> [Exercise instructions]: Return each line of the entries that holds the string "begin".

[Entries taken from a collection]
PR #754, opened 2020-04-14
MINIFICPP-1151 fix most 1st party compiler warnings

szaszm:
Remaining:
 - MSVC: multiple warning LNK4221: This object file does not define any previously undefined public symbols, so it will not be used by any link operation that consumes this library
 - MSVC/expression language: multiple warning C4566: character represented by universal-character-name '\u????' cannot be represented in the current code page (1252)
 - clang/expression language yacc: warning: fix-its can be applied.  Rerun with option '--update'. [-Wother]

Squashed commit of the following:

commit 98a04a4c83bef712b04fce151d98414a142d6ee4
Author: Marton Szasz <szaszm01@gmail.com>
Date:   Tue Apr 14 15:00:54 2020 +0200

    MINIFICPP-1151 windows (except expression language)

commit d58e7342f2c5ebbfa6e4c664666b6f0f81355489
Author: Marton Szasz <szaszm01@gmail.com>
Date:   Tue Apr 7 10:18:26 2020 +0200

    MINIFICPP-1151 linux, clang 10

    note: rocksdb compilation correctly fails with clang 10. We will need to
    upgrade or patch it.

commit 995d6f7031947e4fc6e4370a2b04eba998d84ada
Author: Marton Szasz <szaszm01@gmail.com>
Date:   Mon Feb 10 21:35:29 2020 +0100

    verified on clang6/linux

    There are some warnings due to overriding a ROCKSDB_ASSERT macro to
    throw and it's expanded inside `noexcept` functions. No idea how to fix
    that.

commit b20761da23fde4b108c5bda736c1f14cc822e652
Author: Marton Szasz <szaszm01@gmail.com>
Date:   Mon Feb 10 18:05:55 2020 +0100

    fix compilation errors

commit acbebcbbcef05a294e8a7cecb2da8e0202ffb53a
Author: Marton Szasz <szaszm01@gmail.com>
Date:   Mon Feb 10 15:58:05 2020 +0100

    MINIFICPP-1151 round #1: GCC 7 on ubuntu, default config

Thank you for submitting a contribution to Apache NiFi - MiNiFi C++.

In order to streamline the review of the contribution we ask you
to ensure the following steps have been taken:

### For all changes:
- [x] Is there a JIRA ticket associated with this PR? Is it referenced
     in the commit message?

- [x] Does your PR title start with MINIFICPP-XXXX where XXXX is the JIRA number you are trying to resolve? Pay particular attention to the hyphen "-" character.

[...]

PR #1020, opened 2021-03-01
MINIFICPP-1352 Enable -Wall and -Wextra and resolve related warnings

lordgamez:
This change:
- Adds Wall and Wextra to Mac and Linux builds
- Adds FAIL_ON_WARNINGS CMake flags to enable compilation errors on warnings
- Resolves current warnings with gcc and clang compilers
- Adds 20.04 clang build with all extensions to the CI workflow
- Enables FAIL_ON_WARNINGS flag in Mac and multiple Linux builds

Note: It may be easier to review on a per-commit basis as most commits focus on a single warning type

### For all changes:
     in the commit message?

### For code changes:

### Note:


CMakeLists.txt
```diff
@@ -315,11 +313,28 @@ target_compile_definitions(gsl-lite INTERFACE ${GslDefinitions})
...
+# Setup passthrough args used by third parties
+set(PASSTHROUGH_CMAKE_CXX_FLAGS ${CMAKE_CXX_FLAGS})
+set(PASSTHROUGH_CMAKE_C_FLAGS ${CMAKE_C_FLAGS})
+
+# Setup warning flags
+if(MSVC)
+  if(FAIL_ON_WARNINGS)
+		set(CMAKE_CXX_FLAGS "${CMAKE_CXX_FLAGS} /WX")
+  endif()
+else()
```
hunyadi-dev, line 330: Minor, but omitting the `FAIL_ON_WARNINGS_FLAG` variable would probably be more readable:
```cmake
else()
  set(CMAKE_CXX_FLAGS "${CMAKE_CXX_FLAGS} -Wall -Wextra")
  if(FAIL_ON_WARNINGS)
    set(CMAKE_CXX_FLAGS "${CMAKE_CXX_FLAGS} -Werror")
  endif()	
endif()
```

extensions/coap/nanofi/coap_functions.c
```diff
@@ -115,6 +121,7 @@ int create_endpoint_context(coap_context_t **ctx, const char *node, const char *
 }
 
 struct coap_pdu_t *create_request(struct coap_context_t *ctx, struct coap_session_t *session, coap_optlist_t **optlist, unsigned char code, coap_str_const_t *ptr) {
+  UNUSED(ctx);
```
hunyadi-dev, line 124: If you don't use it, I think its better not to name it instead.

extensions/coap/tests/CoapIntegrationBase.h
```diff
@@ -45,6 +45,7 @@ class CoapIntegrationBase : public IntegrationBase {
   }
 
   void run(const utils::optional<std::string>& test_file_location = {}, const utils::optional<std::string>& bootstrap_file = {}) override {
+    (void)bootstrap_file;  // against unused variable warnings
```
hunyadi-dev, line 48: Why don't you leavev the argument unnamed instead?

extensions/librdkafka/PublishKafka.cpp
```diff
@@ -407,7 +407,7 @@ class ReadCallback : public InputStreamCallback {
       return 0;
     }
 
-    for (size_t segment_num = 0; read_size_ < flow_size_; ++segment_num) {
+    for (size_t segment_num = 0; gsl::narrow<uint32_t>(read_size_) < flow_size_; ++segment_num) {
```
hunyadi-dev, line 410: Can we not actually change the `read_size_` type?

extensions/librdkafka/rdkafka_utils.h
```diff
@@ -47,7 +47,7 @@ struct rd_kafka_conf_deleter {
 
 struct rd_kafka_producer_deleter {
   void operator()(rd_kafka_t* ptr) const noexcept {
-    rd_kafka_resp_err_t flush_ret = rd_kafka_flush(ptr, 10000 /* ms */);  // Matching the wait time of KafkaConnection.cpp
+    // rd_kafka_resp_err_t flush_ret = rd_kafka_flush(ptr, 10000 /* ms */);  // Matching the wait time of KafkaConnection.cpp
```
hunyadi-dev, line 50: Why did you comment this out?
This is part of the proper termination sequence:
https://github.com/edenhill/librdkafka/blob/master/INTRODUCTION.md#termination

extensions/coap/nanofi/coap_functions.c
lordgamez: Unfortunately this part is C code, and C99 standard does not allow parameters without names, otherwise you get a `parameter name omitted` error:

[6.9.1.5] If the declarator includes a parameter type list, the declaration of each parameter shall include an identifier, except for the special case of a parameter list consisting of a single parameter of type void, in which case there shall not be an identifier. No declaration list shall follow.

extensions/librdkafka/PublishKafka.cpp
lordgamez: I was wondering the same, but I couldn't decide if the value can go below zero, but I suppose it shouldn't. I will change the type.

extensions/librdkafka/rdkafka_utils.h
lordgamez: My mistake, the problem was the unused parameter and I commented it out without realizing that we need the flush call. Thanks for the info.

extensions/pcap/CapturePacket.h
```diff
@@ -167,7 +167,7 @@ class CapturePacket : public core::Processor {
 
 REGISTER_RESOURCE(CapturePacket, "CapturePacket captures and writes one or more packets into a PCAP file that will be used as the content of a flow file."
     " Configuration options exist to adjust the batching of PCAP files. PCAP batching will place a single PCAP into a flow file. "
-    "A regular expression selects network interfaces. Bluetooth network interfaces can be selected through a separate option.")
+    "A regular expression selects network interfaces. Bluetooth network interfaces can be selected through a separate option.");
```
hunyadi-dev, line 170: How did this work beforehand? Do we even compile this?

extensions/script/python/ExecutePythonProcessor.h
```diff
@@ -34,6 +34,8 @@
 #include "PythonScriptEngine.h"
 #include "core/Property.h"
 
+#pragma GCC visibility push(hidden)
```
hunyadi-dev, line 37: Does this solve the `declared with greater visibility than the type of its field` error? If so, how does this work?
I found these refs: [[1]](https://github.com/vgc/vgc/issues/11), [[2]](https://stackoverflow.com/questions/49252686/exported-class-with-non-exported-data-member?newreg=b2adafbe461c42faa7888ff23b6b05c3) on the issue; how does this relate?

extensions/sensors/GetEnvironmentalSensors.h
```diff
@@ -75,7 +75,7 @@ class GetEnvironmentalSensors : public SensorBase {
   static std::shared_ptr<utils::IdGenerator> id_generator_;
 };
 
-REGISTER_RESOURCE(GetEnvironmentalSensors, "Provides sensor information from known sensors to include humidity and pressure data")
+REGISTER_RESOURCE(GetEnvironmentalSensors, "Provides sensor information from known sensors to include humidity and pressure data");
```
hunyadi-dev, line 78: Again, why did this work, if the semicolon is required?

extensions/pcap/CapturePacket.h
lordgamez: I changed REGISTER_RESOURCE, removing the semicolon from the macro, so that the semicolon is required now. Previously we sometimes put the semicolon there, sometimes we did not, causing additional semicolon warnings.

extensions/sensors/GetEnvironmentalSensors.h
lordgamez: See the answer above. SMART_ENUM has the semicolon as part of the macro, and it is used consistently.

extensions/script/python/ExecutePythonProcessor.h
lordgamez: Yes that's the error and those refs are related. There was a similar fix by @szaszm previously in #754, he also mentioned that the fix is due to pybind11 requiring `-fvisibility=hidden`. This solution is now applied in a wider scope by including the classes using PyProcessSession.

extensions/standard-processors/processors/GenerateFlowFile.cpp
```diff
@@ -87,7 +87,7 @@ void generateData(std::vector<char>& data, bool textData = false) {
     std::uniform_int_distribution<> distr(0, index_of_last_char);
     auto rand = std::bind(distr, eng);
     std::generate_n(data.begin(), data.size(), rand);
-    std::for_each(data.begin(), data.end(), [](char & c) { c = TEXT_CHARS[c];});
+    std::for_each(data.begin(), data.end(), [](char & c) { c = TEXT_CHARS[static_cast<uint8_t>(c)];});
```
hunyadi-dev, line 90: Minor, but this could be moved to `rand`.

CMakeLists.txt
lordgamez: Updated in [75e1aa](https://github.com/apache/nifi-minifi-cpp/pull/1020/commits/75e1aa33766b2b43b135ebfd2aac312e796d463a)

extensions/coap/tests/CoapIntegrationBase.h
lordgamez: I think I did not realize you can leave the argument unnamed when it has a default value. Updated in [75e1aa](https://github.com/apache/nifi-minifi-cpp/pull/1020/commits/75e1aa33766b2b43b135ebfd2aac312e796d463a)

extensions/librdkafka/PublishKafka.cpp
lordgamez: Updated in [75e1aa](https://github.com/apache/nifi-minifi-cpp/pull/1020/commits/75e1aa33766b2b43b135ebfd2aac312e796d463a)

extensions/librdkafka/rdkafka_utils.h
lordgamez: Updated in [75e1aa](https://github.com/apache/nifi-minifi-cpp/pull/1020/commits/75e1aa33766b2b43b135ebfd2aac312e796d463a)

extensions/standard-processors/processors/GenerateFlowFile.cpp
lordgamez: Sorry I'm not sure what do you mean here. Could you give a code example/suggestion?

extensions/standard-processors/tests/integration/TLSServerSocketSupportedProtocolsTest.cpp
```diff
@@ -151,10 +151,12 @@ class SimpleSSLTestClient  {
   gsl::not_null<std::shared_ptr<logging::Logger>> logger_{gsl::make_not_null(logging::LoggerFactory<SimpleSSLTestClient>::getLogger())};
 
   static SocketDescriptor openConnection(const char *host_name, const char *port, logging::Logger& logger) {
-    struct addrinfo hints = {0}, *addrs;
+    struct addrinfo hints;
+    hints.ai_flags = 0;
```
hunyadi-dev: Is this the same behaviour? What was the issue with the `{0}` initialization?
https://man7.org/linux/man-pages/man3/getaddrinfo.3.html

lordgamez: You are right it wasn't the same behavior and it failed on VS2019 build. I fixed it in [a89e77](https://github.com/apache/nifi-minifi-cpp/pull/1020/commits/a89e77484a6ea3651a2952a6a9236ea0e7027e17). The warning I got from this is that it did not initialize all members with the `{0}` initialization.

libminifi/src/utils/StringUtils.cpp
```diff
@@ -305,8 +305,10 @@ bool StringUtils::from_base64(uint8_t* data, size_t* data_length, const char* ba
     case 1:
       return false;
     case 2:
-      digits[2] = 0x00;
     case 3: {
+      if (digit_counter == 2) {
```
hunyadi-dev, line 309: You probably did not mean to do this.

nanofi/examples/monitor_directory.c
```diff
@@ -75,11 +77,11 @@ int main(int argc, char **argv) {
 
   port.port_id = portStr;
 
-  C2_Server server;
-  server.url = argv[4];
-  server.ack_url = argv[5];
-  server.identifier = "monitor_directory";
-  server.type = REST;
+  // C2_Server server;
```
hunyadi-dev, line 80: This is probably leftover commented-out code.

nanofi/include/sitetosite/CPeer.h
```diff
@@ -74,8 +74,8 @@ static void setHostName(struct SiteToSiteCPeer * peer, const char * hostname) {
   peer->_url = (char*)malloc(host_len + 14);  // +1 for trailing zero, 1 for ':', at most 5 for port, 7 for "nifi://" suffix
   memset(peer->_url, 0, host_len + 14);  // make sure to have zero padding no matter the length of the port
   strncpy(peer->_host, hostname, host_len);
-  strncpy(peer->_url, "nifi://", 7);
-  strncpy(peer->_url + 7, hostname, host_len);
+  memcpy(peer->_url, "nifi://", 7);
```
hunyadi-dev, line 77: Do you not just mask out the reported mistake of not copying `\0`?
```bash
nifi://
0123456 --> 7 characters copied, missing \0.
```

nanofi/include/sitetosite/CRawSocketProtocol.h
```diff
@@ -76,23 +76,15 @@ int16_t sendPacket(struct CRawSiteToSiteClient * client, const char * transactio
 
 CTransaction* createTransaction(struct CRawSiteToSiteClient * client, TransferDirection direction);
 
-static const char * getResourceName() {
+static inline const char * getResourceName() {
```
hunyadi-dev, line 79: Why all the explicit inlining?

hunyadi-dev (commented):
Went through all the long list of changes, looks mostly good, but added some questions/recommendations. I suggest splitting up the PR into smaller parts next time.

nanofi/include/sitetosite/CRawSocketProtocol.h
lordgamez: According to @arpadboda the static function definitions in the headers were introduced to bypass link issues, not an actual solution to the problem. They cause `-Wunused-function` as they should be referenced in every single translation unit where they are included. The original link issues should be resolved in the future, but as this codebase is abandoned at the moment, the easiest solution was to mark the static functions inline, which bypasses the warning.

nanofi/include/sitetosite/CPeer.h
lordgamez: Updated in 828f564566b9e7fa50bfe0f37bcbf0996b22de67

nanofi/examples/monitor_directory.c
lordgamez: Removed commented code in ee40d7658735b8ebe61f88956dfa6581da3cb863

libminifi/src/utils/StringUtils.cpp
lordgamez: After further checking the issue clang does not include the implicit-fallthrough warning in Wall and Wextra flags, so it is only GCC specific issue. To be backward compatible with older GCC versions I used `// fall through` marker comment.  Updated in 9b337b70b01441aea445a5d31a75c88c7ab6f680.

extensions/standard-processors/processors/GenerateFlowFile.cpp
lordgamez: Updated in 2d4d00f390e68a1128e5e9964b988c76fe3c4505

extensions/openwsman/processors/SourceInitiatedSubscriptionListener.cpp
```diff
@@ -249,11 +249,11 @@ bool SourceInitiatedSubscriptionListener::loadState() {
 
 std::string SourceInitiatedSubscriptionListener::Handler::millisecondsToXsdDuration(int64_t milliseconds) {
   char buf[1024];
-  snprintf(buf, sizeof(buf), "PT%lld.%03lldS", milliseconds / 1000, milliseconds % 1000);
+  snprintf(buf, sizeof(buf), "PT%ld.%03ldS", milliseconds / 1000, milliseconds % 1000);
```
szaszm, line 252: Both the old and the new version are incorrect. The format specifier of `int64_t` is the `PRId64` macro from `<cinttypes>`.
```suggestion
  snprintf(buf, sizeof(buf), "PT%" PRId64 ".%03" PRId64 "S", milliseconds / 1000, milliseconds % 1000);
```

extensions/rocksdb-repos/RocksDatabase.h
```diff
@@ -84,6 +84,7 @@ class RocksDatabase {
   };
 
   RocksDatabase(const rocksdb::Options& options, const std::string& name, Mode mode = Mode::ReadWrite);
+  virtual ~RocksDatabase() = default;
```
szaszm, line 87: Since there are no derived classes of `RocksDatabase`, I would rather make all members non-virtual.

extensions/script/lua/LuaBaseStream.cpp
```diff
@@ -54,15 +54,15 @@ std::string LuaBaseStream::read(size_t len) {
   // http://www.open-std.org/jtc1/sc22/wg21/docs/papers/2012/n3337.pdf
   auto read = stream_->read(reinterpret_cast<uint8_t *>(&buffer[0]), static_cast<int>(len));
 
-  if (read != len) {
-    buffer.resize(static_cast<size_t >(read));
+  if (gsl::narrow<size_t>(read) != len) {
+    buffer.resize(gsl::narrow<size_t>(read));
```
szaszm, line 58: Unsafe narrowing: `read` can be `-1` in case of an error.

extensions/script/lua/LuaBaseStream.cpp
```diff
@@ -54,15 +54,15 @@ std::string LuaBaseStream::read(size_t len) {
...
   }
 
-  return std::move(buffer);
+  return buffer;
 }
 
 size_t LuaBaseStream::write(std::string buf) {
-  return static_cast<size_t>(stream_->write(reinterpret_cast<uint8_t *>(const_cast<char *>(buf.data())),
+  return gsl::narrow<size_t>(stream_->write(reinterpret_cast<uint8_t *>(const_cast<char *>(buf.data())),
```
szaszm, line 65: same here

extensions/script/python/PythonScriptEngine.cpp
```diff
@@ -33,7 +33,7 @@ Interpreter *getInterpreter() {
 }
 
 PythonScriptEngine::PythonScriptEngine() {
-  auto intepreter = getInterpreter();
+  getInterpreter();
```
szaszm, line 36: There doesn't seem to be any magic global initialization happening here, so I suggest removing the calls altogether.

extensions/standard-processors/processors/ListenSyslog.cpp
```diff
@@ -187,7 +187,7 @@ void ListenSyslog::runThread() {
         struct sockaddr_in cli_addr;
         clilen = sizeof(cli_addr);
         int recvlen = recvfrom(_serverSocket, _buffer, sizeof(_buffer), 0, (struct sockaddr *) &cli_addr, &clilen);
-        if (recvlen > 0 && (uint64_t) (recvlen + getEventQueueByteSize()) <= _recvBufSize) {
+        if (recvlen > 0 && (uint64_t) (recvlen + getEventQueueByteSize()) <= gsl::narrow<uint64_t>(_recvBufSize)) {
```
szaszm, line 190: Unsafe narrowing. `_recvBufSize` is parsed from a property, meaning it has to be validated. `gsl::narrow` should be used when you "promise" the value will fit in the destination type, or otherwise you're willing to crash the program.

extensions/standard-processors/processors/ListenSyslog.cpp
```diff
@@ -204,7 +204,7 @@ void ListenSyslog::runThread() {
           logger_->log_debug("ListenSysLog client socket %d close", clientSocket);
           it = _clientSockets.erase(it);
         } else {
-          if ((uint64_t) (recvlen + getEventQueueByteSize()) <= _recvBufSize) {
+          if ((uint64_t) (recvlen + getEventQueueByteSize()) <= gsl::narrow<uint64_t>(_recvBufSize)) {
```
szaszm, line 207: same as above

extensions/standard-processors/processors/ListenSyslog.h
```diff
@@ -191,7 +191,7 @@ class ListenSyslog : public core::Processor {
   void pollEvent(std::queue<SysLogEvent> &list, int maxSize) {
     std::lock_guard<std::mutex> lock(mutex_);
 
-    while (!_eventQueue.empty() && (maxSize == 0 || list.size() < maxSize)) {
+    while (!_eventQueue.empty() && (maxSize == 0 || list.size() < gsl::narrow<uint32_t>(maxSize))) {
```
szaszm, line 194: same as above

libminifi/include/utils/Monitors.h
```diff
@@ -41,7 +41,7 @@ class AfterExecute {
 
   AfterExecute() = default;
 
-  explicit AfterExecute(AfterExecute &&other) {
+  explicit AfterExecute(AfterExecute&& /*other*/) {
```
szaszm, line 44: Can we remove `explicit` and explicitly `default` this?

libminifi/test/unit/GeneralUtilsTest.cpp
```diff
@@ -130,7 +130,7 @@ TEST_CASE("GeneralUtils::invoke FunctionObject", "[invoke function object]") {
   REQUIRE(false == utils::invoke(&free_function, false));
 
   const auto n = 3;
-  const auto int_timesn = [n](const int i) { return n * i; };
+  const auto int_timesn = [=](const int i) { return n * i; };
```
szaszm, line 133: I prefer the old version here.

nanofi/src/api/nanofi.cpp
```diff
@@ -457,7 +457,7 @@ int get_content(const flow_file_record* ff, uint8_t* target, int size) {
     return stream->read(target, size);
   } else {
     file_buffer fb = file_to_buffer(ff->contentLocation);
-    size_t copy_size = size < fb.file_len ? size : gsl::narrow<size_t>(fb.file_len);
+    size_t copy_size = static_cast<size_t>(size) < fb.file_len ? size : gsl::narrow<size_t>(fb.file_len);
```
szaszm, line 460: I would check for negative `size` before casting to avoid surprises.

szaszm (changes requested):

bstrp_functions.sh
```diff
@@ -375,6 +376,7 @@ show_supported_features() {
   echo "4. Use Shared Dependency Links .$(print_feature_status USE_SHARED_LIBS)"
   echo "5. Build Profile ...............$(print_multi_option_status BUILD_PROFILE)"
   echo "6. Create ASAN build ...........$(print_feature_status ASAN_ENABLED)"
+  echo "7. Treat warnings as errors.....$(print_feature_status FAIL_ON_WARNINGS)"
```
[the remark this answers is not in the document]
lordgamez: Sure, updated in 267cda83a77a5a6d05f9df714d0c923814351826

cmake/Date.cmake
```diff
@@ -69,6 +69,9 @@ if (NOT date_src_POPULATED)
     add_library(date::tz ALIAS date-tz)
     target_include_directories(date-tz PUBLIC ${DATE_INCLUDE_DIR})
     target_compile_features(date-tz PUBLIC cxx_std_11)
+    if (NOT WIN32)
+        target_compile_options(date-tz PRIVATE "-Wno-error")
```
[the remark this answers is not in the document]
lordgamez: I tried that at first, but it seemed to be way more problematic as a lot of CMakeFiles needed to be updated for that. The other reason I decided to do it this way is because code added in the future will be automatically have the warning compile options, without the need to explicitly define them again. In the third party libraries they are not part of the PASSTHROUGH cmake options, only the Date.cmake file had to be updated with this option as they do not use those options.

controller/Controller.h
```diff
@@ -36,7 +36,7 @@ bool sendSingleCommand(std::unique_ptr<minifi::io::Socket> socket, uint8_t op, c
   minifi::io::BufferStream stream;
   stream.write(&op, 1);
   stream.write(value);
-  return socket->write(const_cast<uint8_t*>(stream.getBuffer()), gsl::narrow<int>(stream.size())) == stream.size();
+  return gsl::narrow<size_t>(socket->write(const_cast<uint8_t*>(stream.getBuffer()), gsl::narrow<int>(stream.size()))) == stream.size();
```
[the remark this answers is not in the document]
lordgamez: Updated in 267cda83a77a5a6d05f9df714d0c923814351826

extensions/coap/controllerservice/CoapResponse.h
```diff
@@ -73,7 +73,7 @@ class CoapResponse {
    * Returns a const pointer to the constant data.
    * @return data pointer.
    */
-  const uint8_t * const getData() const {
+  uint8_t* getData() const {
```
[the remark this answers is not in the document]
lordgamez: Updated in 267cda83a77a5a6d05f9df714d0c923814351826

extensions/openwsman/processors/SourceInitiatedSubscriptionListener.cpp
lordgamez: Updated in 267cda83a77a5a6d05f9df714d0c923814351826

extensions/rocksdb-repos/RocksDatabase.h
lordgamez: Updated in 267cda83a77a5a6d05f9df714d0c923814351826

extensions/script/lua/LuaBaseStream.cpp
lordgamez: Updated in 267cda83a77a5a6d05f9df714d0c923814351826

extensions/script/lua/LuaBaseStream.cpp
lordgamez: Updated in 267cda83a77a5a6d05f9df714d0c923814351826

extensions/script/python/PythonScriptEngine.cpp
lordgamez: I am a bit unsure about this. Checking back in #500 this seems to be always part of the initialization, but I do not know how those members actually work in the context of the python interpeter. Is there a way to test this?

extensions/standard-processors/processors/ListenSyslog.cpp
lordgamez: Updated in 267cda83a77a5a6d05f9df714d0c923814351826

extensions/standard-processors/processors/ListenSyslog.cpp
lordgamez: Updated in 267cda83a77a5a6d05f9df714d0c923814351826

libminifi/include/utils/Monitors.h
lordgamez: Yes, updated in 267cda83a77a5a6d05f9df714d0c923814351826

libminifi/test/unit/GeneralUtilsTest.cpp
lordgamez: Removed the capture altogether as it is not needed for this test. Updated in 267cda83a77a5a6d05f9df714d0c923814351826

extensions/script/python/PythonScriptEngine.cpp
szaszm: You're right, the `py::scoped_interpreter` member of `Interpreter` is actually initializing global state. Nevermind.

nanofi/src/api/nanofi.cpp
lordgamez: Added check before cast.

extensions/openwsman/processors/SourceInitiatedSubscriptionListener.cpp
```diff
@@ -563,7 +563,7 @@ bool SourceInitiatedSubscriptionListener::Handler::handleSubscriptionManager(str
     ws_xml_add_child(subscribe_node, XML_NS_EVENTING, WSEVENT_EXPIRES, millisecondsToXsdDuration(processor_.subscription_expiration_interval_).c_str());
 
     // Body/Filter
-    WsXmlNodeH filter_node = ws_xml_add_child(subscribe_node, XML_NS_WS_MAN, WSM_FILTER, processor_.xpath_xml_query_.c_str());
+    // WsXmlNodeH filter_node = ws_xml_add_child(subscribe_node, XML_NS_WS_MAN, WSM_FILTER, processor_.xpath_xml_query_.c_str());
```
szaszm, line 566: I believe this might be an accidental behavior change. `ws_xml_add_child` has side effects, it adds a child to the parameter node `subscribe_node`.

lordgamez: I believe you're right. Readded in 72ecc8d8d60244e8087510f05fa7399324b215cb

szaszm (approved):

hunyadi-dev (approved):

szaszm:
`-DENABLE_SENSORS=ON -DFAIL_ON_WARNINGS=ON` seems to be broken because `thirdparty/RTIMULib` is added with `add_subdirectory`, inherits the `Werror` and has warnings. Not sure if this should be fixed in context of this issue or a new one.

> [Response to the task]:
     std::generate_n(data.begin(), data.size(), rand);
-    std::for_each(data.begin(), data.end(), [](char & c) { c = TEXT_CHARS[c];});
+    std::for_each(data.begin(), data.end(), [](char & c) { c = TEXT_CHARS[static_cast<uint8_t>(c)];});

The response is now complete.